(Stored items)
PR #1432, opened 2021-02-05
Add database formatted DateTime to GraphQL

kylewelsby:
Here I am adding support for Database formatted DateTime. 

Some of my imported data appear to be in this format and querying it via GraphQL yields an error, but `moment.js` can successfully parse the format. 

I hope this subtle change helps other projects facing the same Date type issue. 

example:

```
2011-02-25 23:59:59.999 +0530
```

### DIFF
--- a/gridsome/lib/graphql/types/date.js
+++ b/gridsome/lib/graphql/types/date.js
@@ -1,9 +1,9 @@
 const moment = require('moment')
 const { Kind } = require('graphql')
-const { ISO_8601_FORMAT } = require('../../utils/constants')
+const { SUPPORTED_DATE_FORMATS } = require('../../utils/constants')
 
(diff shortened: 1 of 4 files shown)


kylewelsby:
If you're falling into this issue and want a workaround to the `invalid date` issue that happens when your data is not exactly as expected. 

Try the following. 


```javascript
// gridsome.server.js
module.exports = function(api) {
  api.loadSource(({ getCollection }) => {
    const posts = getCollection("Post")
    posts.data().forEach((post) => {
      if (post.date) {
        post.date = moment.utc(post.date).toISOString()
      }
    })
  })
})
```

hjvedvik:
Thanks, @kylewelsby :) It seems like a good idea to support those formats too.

• **TASK TO COMPLETE**:
Copy each line of the data exactly, leaving nothing out.

• **ANSWER FOR THE TASK**:
PR #1432, opened 2021-02-05
Add database formatted DateTime to GraphQL

kylewelsby:
Here I am adding support for Database formatted DateTime. 

Some of my imported data appear to be in this format and querying it via GraphQL yields an error, but `moment.js` can successfully parse the format. 

I hope this subtle change helps other projects facing the same Date type issue. 

example:

```
2011-02-25 23:59:59.999 +0530
```

### DIFF
--- a/gridsome/lib/graphql/types/date.js
+++ b/gridsome/lib/graphql/types/date.js
@@ -1,9 +1,9 @@
 const moment = require('moment')
 const { Kind } = require('graphql')
-const { ISO_8601_FORMAT } = require('../../utils/constants')
+const { SUPPORTED_DATE_FORMATS } = require('../../utils/constants')
 
(diff shortened: 1 of 4 files shown)


kylewelsby:
If you're falling into this issue and want a workaround to the `invalid date` issue that happens when your data is not exactly as expected. 

Try the following. 


```javascript
// gridsome.server.js
module.exports = function(api) {
  api.loadSource(({ getCollection }) => {
    const posts = getCollection("Post")
    posts.data().forEach((post) => {
      if (post.date) {
        post.date = moment.utc(post.date).toISOString()
      }
    })
  })
})
```

hjvedvik:
Thanks, @kylewelsby :) It seems like a good idea to support those formats too.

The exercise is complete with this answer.